Collected data entries:
================================

PR #3175, opened 2019-05-08
Replace IBController with QuantConnect.IBAutomater

StefanoRaggi:
#### Description
The IB brokerage implementation has been updated to use the new QC IBAutomater:
- https://github.com/QuantConnect/IBAutomater
- https://www.nuget.org/packages/QuantConnect.IBAutomater/

Important:
- The IBAutomater only supports IB Gateway v974 or later versions.
- The IB TWS application is not supported.

#### Motivation and Context
The IBController license (GPL v3) is compatible with the LEAN license (Apache 2.0) when used for mere linkage but to avoid debate we decided to implement our own pluggable, nuget distributable package which is more reliable and deterministic. 

The new package aims allow integration and serve as an Apache 2.0 licensed functional equivalent. 

References to IBController in LEAN installation for IB usage will have to be removed.

Live trading with IB accounts both locally and in the cloud.

#### Types of changes

#### Checklist:


Brokerages/InteractiveBrokers/InteractiveBrokersBrokerage.cs
```diff
@@ -201,6 +227,22 @@ public InteractiveBrokersBrokerage(IAlgorithm algorithm, IOrderProvider orderPro
...
+
+            // start IB Gateway
+            _ibAutomater = new IBAutomater.IBAutomater(twsDirectory, ibVersion, userName, password, tradingMode, port);
+            _ibAutomater.OutputDataReceived += OnIbAutomaterOutputDataReceived;
+            _ibAutomater.ErrorDataReceived += OnIbAutomaterErrorDataReceived;
+            _ibAutomater.Exited += OnIbAutomaterExited;
+            _ibAutomater.Start(false);
+
+            // wait a few seconds for IB to start up
+            _ibAutomaterInitializeEvent.WaitOne(TimeSpan.FromSeconds(30));
```
Martin-Molinero: Wondering what happens if it timed out and there were no errors, `CheckIbAutomaterErrors()` didn't throw?

Brokerages/InteractiveBrokers/InteractiveBrokersBrokerage.cs
```diff
@@ -1135,10 +1151,10 @@ public void ResetGatewayConnection()
             Disconnect();
 
             Log.Trace("InteractiveBrokersBrokerage.ResetGatewayConnection(): Stopping IB Gateway...");
-            InteractiveBrokersGatewayRunner.Stop();
+            _ibAutomater.Stop();
 
             Log.Trace("InteractiveBrokersBrokerage.ResetGatewayConnection(): Restarting IB Gateway...");
-            InteractiveBrokersGatewayRunner.Restart();
+            _ibAutomater.Start(false);
```
Martin-Molinero: Shouldn't we reset `_ibAutomaterInitializeEvent` before staring and waiting for it to be set? Also maybe call `CheckIbAutomaterErrors();`? Same doubt about it timing out.

Brokerages/InteractiveBrokers/InteractiveBrokersBrokerage.cs
StefanoRaggi: The 30-second wait was previously required for TWS (which had a longer startup time than IB Gateway), now we don't support TWS anymore so this timeout could be shortened.
In this PR I added the initialize event to catch the two handled errors (existing session and security dialog) immediately, without waiting the full 30 seconds. 
Currently, the reset event is only set in those two cases: maybe I could try setting the event upon successful initialization.

Brokerages/InteractiveBrokers/InteractiveBrokersBrokerage.cs
StefanoRaggi: Good point! 
`CheckIbAutomaterErrors();` should be called here as well, I'll update and retest this.

Brokerages/InteractiveBrokers/InteractiveBrokersBrokerage.cs
Martin-Molinero: > maybe I could try setting the event upon successful initialization.

That would be awesome. Also I think we should handle somehow the case: that if past the 30 seconds it didn't connect and we didn't detect expected errors?

StefanoRaggi: Actually, the real connection is not done by the IBAutomater (it only inputs credentials for login and changes a few settings in the IB Gateway GUI). The 30 seconds delay has always been there only to give enough time for the TWS/IBG process to be loaded and ready.
The real connection to the IB C# API is done later on in the `Connect` method.

For IBAutomater, other things that could go wrong are unhandled dialogs/popups, which will now be much easier to notice and fix, since now every window event (opened, closed, activated) is now logged in the LEAN syslog.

================================

Work required. Your task is to repeat the records exactly. Begin at their first line and stop after the line containing "The IBController license".

Response for this exercise.
PR #3175, opened 2019-05-08
Replace IBController with QuantConnect.IBAutomater

StefanoRaggi:
#### Description
The IB brokerage implementation has been updated to use the new QC IBAutomater:
- https://github.com/QuantConnect/IBAutomater
- https://www.nuget.org/packages/QuantConnect.IBAutomater/

Important:
- The IBAutomater only supports IB Gateway v974 or later versions.
- The IB TWS application is not supported.

#### Motivation and Context
The IBController license (GPL v3) is compatible with the LEAN license (Apache 2.0) when used for mere linkage but to avoid debate we decided to implement our own pluggable, nuget distributable package which is more reliable and deterministic. 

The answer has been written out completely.